Project description:The p38α mitogen-activated protein kinase (MAPK) has become an attractive target for the treatment of many diseases such as rheumatoid arthritis, inflammatory bowel disease and Crohn's disease. In this paper, 3D-QSAR and molecular docking studies were performed on 59 p38α MAPK inhibitors. Comparative molecular field analysis (CoMFA) and comparative molecular similarity indices analysis (CoMSIA) were applied to determine the structural requirements for potency in inhibiting p38α MAPK. The resulting model of CoMFA and CoMSIA exhibited good r(2) (cv) values of 0.725 and 0.609, and r(2) values of 0.961 and 0.905, respectively.
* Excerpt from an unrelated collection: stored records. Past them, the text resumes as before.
PR #333, opened 2021-12-17
Update  build scripts, .gitignore and docs

leonbubova:
## What
- Rename `npm run bundle` to `npm run build` and remove file watcher from config
- Add `npm start` script with file watcher in options
- Update docs with new/renamed scripts
- Add build file to .gitignore

## Why
- Prevent build files from accidentally being committed
- Make build and start scripts follow more common naming conventions to make it easier for new contributors

### DIFF
--- a/.gitignore
+++ b/.gitignore
@@ -29,3 +29,6 @@ yarn-error.log*
 *.sw*
 
 node_modules
+
+# Build files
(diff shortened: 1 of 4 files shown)


Anarios (approved):
Thanks!

PR #348, opened 2021-12-19
Add a security FAQ

CallMeAlexO:
I've noticed that as the extension gains popularity, more and more people are pouring over with legitimate security concerns - and they open the same issues asking the same questions.. So I figured it'd be nice to have a security FAQ.


leonbubova (approved):
Nice writeup 👌🏻

SECURITY.md
```diff
@@ -1,30 +1,30 @@
...
 
-## What information do you have, exactly?
+### What information do you have, exactly?
 
 Just the video ID. Not your comments, not your username, not who you've shared the video with, not any additional metadata. Nothing. Just the video ID. 
 
-## How is my IP stored?
+### How is my IP stored?
 
 The backend keeps IP addresses in volatile memory (RAM) only. These addresses aren't stored on a hard drive, and therefore aren't logged. This is done to prevent database vandalism.
```
UnderscoreX5, line 17: on a hard or solid-state drive perhaps?

SECURITY.md
```diff
@@ -1,30 +1,30 @@
...
 
-## How is my IP stored?
+### How is my IP stored?
 
 The backend keeps IP addresses in volatile memory (RAM) only. These addresses aren't stored on a hard drive, and therefore aren't logged. This is done to prevent database vandalism. 
 
-## I heard some discussion over OAuth, and access to my YouTube account!
+### I heard some discussion over OAuth, and access to my YouTube account!
 
 This feature is optional, and very much opt-in. If you are a YouTube creator, and would like to share your dislike stats with us, you can. The way OAuth was structured, is it's actually very secure. You can revoke access to your account at any time, and can give very specific permissions to us. We will not ask for any permissions that aren't required. We'll only ask for permissions to view your video stats.
```
UnderscoreX5, line 21: Could add a link to https://en.wikipedia.org/wiki/OAuth so that anyone that's curious enough can double check on their own

FAQ.md
```diff
@@ -16,3 +16,6 @@ The extension collects the video id of the video you are watching, fetches the d
 
 ### **4. What will happen after the YouTube API stops returning the dislike count?**
 The backend will switch to using a combination of archived dislike stats, estimates extrapolated from extension user data and estimates based on view/like ratios for videos whose dislikes weren't archived and for outdated dislike archives.
+
+## I have security concerns
```
UnderscoreX5, line 20: I have concerns regarding the security and anonimity of this extension (could perhaps sound better)

UnderscoreX5 (commented):
Other than the 3 small changes I would personally make, I think this is a solid security FAQ that should be implemented.

SECURITY.md
```diff
@@ -0,0 +1,30 @@
+# Security
+
+### Are you tracking my viewing history?
+
+No. The extension's code is public and you can see it for yourself. The only information being sent is the video ID. There are no additional headers being sent. Over the communication layer, your public IP will be exposed to the server, as well as the time when the request was made. However, none of these are uniquely identifying you in any way. Assuming a zero-trust environment, the best we could get is a dynamic IP. Which, today is yours, tomorrow is your neighbor's. If you're really worried about your IP being traced, you probably already use a VPN.
```
himanshudabas, line 5: > The only information being sent is the video ID.

can we instead say `The only information being sent is the video ID, which is required to fetch the dislike count for the videos.`, so that it doesn't give an impression that the video ID being sent is for tracking.

SECURITY.md
```diff
@@ -0,0 +1,30 @@
...
+
+No. When you dislike a video, we create a unique (but random and non-identifiable) ID for you. This is done to prevent botting. But again, it cannot uniquely identify you.
+
+### What information do you have, exactly?
+
+Just the video ID. Not your comments, not your username, not who you've shared the video with, not any additional metadata. Nothing. Just the video ID. 
+
+### How is my IP stored?
+
+The backend keeps IP addresses in volatile memory (RAM) only. These addresses aren't stored on a hard drive, and therefore aren't logged. This is done to prevent database vandalism.
```
himanshudabas, line 17: I don't think we even keep IPs in plain text. I think we keep hashes of IPs.
@Anarios could you please clarify?

SECURITY.md
```diff
@@ -0,0 +1,30 @@
...
+
+Just the video ID. Not your comments, not your username, not who you've shared the video with, not any additional metadata. Nothing. Just the video ID. 
+
+### How is my IP stored?
+
+The backend keeps IP addresses in volatile memory (RAM) only. These addresses aren't stored on a hard drive, and therefore aren't logged. This is done to prevent database vandalism. 
+
+### I heard some discussion over OAuth, and access to my YouTube account!
+
+This feature is optional, and very much opt-in. If you are a YouTube creator, and would like to share your dislike stats with us, you can. The way OAuth was structured, is it's actually very secure. You can revoke access to your account at any time, and can give very specific permissions to us. We will not ask for any permissions that aren't required. We'll only ask for permissions to view your video stats.
```
himanshudabas: I think it's worth mentioning that OAuth hasn't been implemented yet.

SECURITY.md
```diff
@@ -0,0 +1,30 @@
...
+
+The backend keeps IP addresses in volatile memory (RAM) only. These addresses aren't stored on a hard drive, and therefore aren't logged. This is done to prevent database vandalism. 
+
+### I heard some discussion over OAuth, and access to my YouTube account!
+
+This feature is optional, and very much opt-in. If you are a YouTube creator, and would like to share your dislike stats with us, you can. The way OAuth was structured, is it's actually very secure. You can revoke access to your account at any time, and can give very specific permissions to us. We will not ask for any permissions that aren't required. We'll only ask for permissions to view your video stats. 
+
+### How can I trust this dislike count?
+
+Short answer is: you can't. We've implemented anti-botting measures, but at the end of the day, it's up to you to decide whether you trust our count or not.
```
himanshudabas, line 25: Maybe be a little less direct here :)
instead write something like
```We have implemented measures to prevent bot attacks, and we are gonna continue to work on improving the effectiveness of the bot prevention system. This will help us keep the dislike count as a good representative of the actual count. Of course, it can never be 100% accurate. So it's up to you to decide whether you trust the count or not.```

File: FAQ.md (hunk 3 above)
Comment (CallMeAlexO) [reply FAQ.md]: Improved phrasing

File: SECURITY.md (hunk 2 above)
Comment (CallMeAlexO) [reply SECURITY.md]: Great idea! Added.

File: SECURITY.md (hunk 1 above)
Comment (CallMeAlexO) [reply SECURITY.md:17]: I think it's pretty clear. In this case hard drive is a synonym for any storage device.

File: SECURITY.md (hunk 4 above)
Comment (UnderscoreX5) [reply SECURITY.md:5]: I agree

File: SECURITY.md (hunk 6 above)
Comment (UnderscoreX5) [reply SECURITY.md]: Yeah, maybe change thefrasing like "This feature _will be_ optional" and just clarify that it's not out yet.

Comment (CallMeAlexO) [reply SECURITY.md]: The goal of the security FAQ is to cover the security aspect of things, it isn't the changelog. Hopefully it shouldn't be updated that often. I think adding this in ahead of time can save a lot of people a lot of headaches in advance :)

File: SECURITY.md (hunk 4 above)
Comment (CallMeAlexO) [reply SECURITY.md:5]: Good catch!

File: SECURITY.md (hunk 7 above)
Comment (CallMeAlexO) [reply SECURITY.md:25]: I like this phrasing more, added!

Comment (UnderscoreX5) [reply SECURITY.md]: We have implemented measures to prevent bot attacks and are gonna continue to work on improving the effectiveness of the bot prevention system: this will help us keep the dislike count as a good representative of the actual count. Of course it will never be 100% accurate so it's up to you to decide whether you trust the count or not.

File: SECURITY.md [hunk 8]
```diff
@@ -18,7 +18,7 @@ The backend keeps IP addresses in volatile memory (RAM) only. These addresses ar
 
 ### I heard some discussion over OAuth, and access to my YouTube account!
 
-This feature is optional, and very much opt-in. If you are a YouTube creator, and would like to share your dislike stats with us, you can. The way OAuth was structured, is it's actually very secure. You can revoke access to your account at any time, and can give very specific permissions to us. We will not ask for any permissions that aren't required. We'll only ask for permissions to view your video stats. 
+This feature is optional, and very much opt-in. If you are a YouTube creator, and would like to share your dislike stats with us, you can. The way [OAuth](https://en.wikipedia.org/wiki/OAuth#:~:text=but%20without%20giving%20them%20the%20passwords.) was structured, is it's actually very secure. You can revoke access to your account at any time, and can give very specific permissions to us. We will not ask for any permissions that aren't required. We'll only ask for permissions to view your video stats.
```
UnderscoreX5, line 21: not sure whenever it's intentional or not but the link looks really messy and just lands on the same page as https://en.wikipedia.org/wiki/OAuth

SECURITY.md
UnderscoreX5: yeah but it could confuse people that want to partecipate into the OAuth thing + it takes no time to change once OAuth is rolled out

SECURITY.md
CallMeAlexO: It's intentional :) 
[Text Fragments](https://wicg.github.io/scroll-to-text-fragment/) are a new W3C proposal. Currently supported on most new browsers. It allows us to highlight text on the page. I highlighted the part where it says "without giving them the passwords". If you look at the page itself, that text should be highlighted in purple.

SECURITY.md
himanshudabas: @CallMeAlexO could you please update it again with the phrasing UnderscoreX5 has suggested.

SECURITY.md
UnderscoreX5: It doesn't show here on Firefox but since I use a hardened version of it I suppose it's just my issue so no worries then

SECURITY.md
CallMeAlexO: Done.

SECURITY.md
CallMeAlexO: Done.

UnderscoreX5 (approved):
Unless there are some pretty small issues we didn't catch I think this is good to go! Well done!

SECURITY.md
Anarios: Yes, we do cap IP hashes. Un-hashed IPs are stored in-memory only, so this should be updated

Anarios:
We store IP hashes, so this needs to be mentioned as well.

SECURITY.md
himanshudabas: @CallMeAlexO please mention that we store only `IP Hashes` to prevent data vandalism from bad actors.
maybe add a wiki link as well for hashing.

SECURITY.md
himanshudabas: marking this as resolved as it's no longer valid. refer https://github.com/Anarios/return-youtube-dislike/pull/348/files#r771971987

himanshudabas (approved):
looks good to me.

DARKDRAGON532 (changes requested):
`SECURITY.md` is usually for security politcy, rename the file to `SECURITY-FAQ.md` or something similar

DARKDRAGON532 (approved):

Anarios:
Thanks!

Anarios:
I removed the "hases can not be reversed" part, because I wouldn't be so sure when dealing with IPs (rainbow tables, etc). So, it complicates things a bit, but doesn't make it undoable. 

And I doubt there is anything we can do. Always open to ideas, though.

SECURITY-FAQ.md
```diff
@@ -0,0 +1,30 @@
+# Security
+
+### Are you tracking my viewing history?
+
+No. The extension's code is public and you can see it for yourself. The only information being sent is the video ID, which is required to fetch the dislike count for the videos. There are no additional headers being sent. Over the communication layer, your public IP will be exposed to the server, as well as the time when the request was made. However, none of these are uniquely identifying you in any way. Assuming a zero-trust environment, the best we could get is a dynamic IP. Which, today is yours, tomorrow is your neighbor's. If you're really worried about your IP being traced, you probably already use a VPN.
+
+### Can you uniquely identify me if I dislike?
+
+No. When you dislike a video, we create a unique (but random and non-identifiable) ID for you. This is done to prevent botting. But again, it cannot uniquely identify you.
```
ajayyy, line 9: How is a unique id "non-identifiable"?

```suggestion

Yes. When you dislike a video, we create a randomly generated unique ID for you that is not tied to your Google account. This is done to prevent botting.
```

SECURITY-FAQ.md
```diff
@@ -0,0 +1,30 @@
...
+
+### What information do you have, exactly?
+
+Just the video ID. Not your comments, not your username, not who you've shared the video with, not any additional metadata. Nothing. Just the video ID. 
+
+### How is my IP stored?
+
+The backend keeps IP addresses in volatile memory (RAM) only. These addresses aren't stored on a hard drive, and therefore aren't logged. We hash the IP addresses, and that's stored instead. This is done to prevent database vandalism. A hash is a one-way function, so your IP address cannot be guessed from the hash.
```
ajayyy, line 17:
```suggestion
The backend keeps IP addresses in volatile memory (RAM) only. These addresses aren't stored on a hard drive, and therefore aren't logged. We hash the IP addresses, and that's stored instead. This is done to prevent database vandalism. 

A hash is a one-way function, requiring guess and check to determine the original data. Since there are a limited set of IPV4 addresses (2^32), it is possible to reverse this hash, but hashing increases the effort required to do so.
```

ajayyy:
Oh, this is merged. Will make PR

CagesThrottleUs:
> And I doubt there is anything we can do. Always open to ideas, though.

Okay, I am no security expert and what I am going to say is from just normal searching "how to prevent reversing of a hash". 

So to prevent reverse hashing, I thought of treating it as a problem of password protection, where you would be protecting the dynamic IP with same level as a password. A standard hash function like SHA-256 etc. can be used but a lot of suggestion has been against it. 

Something that caught my eye is Argon2. It has been recommended via [PHC](https://www.password-hashing.net). But to implement Argon2, there are more security stuff like Salt, Parallelism, etc. A lot of this can be seen from [this webpage](https://argon2.online). I recommend that someone actually look into specification, time-cost etc. I will help with the limit of my abilities if required.

Anarios:
@CagesThrottleUs difference for IPs is that you know possible value range. So methods described here do not work so well for IPs. It's better with IPV6, but for IPV4 value range is quite limited.

CagesThrottleUs:
> @CagesThrottleUs difference for IPs is that you know possible value range. So methods described here do not work so well for IPs. It's better with IPV6, but for IPV4 value range is quite limited.

I see, perhaps the idea of salts may work with the current existing stuff. Anyway, hope you find something useful and thank you for taking time to view this.

himanshudabas:
> I see, perhaps the idea of salts may work with the current existing stuff. Anyway, hope you find something useful and thank you for taking time to view this.

Even if we add salts to the hashed IPs, that salt has to be consistent for all the IPs, else we won't have a way to map new requests to our hashed + salted IPs in our db.
We could use some function which takes the IP itself to compute a unique salt for each ip address.
that would certainly make the job difficult for hackers to map the hashed + salted addresses to their corresponding IPv4 addresses.

If backed gets somehow compromised, hackers could still get access to the function itself.
IPv4 are just over 4 billion. It'd be a relatively easy task for them to compute hash + salt of all available IPv4 addresses.

But I get your point, It's certainly better than simply storing sha512 hashes, as they are pretty easy & fast to compute.
`bcrypt` is better than `sha512`, `Argon2` is even better than `bcrypt` for this use case.

It is worth looking into to strengthen the backend.

UnderscoreX5:
I do believe that hashing the IPs is surely beneficial but at the same time it's kinda a useless measure if you get what I mean. IPs aren't really ideal for hashing since they aren't infinite and there is actually a limited bunker of them. Furthermore what you are stealing is an IP connected to a random ID at max, there's little reason to since we already have a pool of more than a million users and that keeps growing. We can surely do it because more safety is better but stealing a random IP address of someone you can't even identify is like DDOSSING a random IP address you made up following the real parameters... useless.

Issue #350, opened 2021-12-19
(Feature Request): Version Number


UnderscoreX5:
### Extension or Userscript?

Extension

### Request or suggest a new feature!

Adding the version number to the extension could be really useful for troubleshooting, changelogs and safety + it's not hard to do.

### Ways to implement this!

Perhaps it could be formatted as v0.1 where v1 is the stable relase, but any other method works. It could be added in the extension's menu in the bottom right corner.

### Can you work on this?

- [x] Yes
- [ ] No

himanshudabas:
Perhaps something like this:

![image](https://user-images.githubusercontent.com/20219940/146681578-0c787cd9-f85d-4a00-8415-ed464560d2bd.png)


are you working on this?

UnderscoreX5:
Yes. I set up a pretty raw version of it. I tried making it show up above the buttons since it also looked good but it might be too distracting.

cyrildtm:
Implemented in commit db666735e4edb4af69b51f352df25013e5119fb6

Anarios:
Was implemented

PR #351, opened 2021-12-19
Add version number to extension's menu

UnderscoreX5:
Dinamically takes the manifest's version number and displays it under the credits text. **Full compatibility with Firefox and Safari is the current priority.** Placement of the number must be changed to be in the bottom right corner. Currently broken i guess.

### DIFF
--- a/Extensions/combined/popup.html
+++ b/Extensions/combined/popup.html
@@ -13,6 +13,7 @@
       <svg width="48" viewBox="0 0 24 24"><path d="M14.9 3H6c-.9 0-1.6.5-1.9 1.2l-3 7c-.1.3-.1.5-.1.7v2c0 1.1.9 2 2 2h6.3l-.9 4.5c-.1.5 0 1 .4 1.4l1.1 1.1 6.5-6.6c.4-.4.6-.9.6-1.4V5c-.1-1.1-1-2-2.1-2zm7.4 12.8h-2.9c-.4 0-.7-.3-.7-.7V3.9c0-.4.3-.7.7-.7h2.9c.4 0 .7.3.7.7V15c0 .4-.3.8-.7.8z" fill="red"/><path d="m8 12.5 5.1-2.9L8 6.7v5.8z" fill="#fff"/></svg>
       <h1>Return YouTube Dislike</h1>
       <p>by Dmitrii Selivanov & Community</p>
+      <p>v2.0.0.3</p>
 
       <button id="link_website">Website</button>
       <button id="link_github">GitHub</button>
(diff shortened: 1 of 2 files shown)


Extensions/combined/popup.html
```diff
@@ -13,6 +13,7 @@
       <svg width="48" viewBox="0 0 24 24"><path d="M14.9 3H6c-.9 0-1.6.5-1.9 1.2l-3 7c-.1.3-.1.5-.1.7v2c0 1.1.9 2 2 2h6.3l-.9 4.5c-.1.5 0 1 .4 1.4l1.1 1.1 6.5-6.6c.4-.4.6-.9.6-1.4V5c-.1-1.1-1-2-2.1-2zm7.4 12.8h-2.9c-.4 0-.7-.3-.7-.7V3.9c0-.4.3-.7.7-.7h2.9c.4 0 .7.3.7.7V15c0 .4-.3.8-.7.8z" fill="red"/><path d="m8 12.5 5.1-2.9L8 6.7v5.8z" fill="#fff"/></svg>
       <h1>Return YouTube Dislike</h1>
       <p>by Dmitrii Selivanov & Community</p>
+      <p>v2.0.0.3</p>
```
himanshudabas, line 16: instead of hardcoding, you might wanna use `chrome.runtime.getManifest().version;`

himanshudabas (changes requested):

himanshudabas:
cc https://github.com/Anarios/return-youtube-dislike/issues/350

Extensions/combined/popup.html
Anarios: and not chrome, but cross-browser version

UnderscoreX5: Yeah that's better. Will change it as soon as I can.

UnderscoreX5: I know that the namespace for firefox and safari is 'browser' but is there a cross-browser one fir both chromium and firefox/safari?

himanshudabas: this is how we do this in bg-script:

https://github.com/Anarios/return-youtube-dislike/blob/main/Extensions/combined/ryd.background.js#L11

try to test it in both browsers.

UnderscoreX5: It shouldn't work or at least not as efficiently, perhaps implementing it this way is better, coming up in seconds with a possible fix.

UnderscoreX5: @himanshudabas can you propose the 'chrome.runtime.getManifest().version;' change you did so I can double check on my firefox as well?

himanshudabas: popup.html

```html
<p id="ext-version"></p>
```

popup.js

```javascript
function initConfig() {
  initializeVersionNumber();
  ...
}

...

function initializeVersionNumber() {
  const version = chrome.runtime.getManifest().version;
  document.getElementById('ext-version').innerHTML = 'v' + version;
}
```

Anarios:
> @Anarios I just tested chrome.runtime.getManifest().version; in firefox. I don't know why but it works (:

I think it works in later FF versions, but might break in older ones, which would otherwise work. I'm not sure though.

UnderscoreX5:
I suppose that the best way is then to use both browser and chrome namespaces just to be sure it works on all browsers (it works on firefox but what about safari?). Will try something tomorrow after work.

Anarios:
I think what we do in background.js can work here as well

UnderscoreX5:
Yeah it probably works just gotta translate it to html tho

Extensions/combined/popup.html
UnderscoreX5: I implemented this for now.

UnderscoreX5:
The current version doesn't work on my firefox but I think I've misplaced the function.

Anarios (approved):

Issue #206, opened 2023-02-10
AttributeError: 'TestCaseFunction' object has no attribute 'execution_count'


wangzelin007:
Hi pytest admin,
We run all tests using pytest.
But recently we upgraded pytest-rerunfailures to latest (version 11.1) , which caused all tests failed.
This is the error log:
![image](https://user-images.githubusercontent.com/18628534/218044196-50eafb88-7fb7-4ef9-b056-34baa73cd6a5.png)
After I locked pytest-rerunfailures to 11.0 in this [PR](https://github.com/Azure/azure-cli/pull/25419), all tests came back to work.

icemac:
Thank you for your bug report, it seems to be caused by #205 which added the code line where the error happens.

rokm:
This is likely caused by having installed another plugin that overrides `pytest_runtest_protocol` as well; so `pytest` ends up running the other plugin's function, and `execution_count` ends up missing on the item.

 In our case, it seems to be the combination of `pytest-rerunfailures` and `flaky` that is triggering the problem (and although we were playing roulette with which plugin's `pytest_runtest_protocol` gets run, there were apparently compatible enough that the problem went unnoticed).

wangzelin007:
Hi @rokm,
Here's all the softwares we install, but we don't use [flaky](https://pypi.org/project/flaky/):
- MarkupSafe-2.1.2
- Pygments-2.14.0
- alabaster-0.7.13
- argcomplete-2.0.0
- astroid-2.8.6
- attrs-22.2.0
- azdev-0.1.40
- azure-common-1.1.28
- azure-core-1.26.3
- azure-multiapi-storage-1.0.0
- babel-2.11.0
- cachetools-5.3.0
- certifi-2022.12.7
- cffi-1.15.1
- chardet-5.1.0
- charset-normalizer-3.0.1
- colorama-0.4.6
- cryptography-39.0.1
- distlib-0.3.6
- docutils-0.19
- exceptiongroup-1.1.0
- execnet-1.9.0
- filelock-3.9.0
- flake8-4.0.1
- gitdb-4.0.10
- gitpython-3.1.30
- idna-3.4
- imagesize-1.4.1
- iniconfig-2.0.0
- isodate-0.6.1
- isort-5.12.0
- jinja2-3.1.2
- jmespath-1.0.1
- knack-0.10.1
- lazy-object-proxy-1.9.0
- mccabe-0.6.1
- msrest-0.7.1
[...]

PR #207, opened 2023-02-16
Fix crash in runtest teardown hook

lukasNebr:
This PR refers to issue #206 

I improved the implementation of the pytest runtest hook. Now the hook is compatible with test cases that use the TestCase class as base class. This fixes [this error](https://github.com/pytest-dev/pytest-rerunfailures/issues/206#issuecomment-1430305454).

In addition I added a check to avoid [this attribute error](https://github.com/pytest-dev/pytest-rerunfailures/issues/206#issue-1579261105). It is clear that this does not fix the general problem with hooks beeing overwritten by other plugins.


CHANGES.rst
```diff
@@ -1,7 +1,16 @@
...
 
-11.1 (unreleased)
+11.2 (unreleased)
+-----------------
+
+Bug fixes
++++++++++
+
+- Fix crash during teardown when runtest protocol hook is overwritten by another plugin
+- Fix crash during teardown when TestCase class is used as base class
```
icemac, line 11:
```suggestion
- Fix crash during teardown when runtest protocol hook is overwritten by another plugin.
- Fix crash during teardown when TestCase class is used as base class.
```

CHANGES.rst
```diff
@@ -1,7 +1,16 @@
 Changelog
 =========
 
-11.1 (unreleased)
+11.2 (unreleased)
+-----------------
```
icemac, line 5:
```suggestion
11.1.1 (unreleased)
-------------------
```

pytest_rerunfailures.py
```diff
@@ -513,23 +512,29 @@ def pytest_runtest_teardown(item, nextitem):
         # flaky
         return
 
+    if hasattr(item, "execution_count") is False:
```
icemac, line 515:
```suggestion
    if not hasattr(item, "execution_count"):
```

This should be enough I see no need to check for identity with `False`.

icemac (approved):
LGTM, just some little changes.

Thank you for this PR.

icemac:
Released in https://pypi.org/project/pytest-rerunfailures/11.1.1/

Molecular docking was used to explore the binding mode between the inhibitors and p38α MAPK. We have accordingly designed a series of novel p38α MAPK inhibitors by utilizing the structure-activity relationship (SAR) results revealed in the present study, which were predicted with excellent potencies in the developed models. The results provided a useful guide to design new compounds for p38α MAPK inhibitors.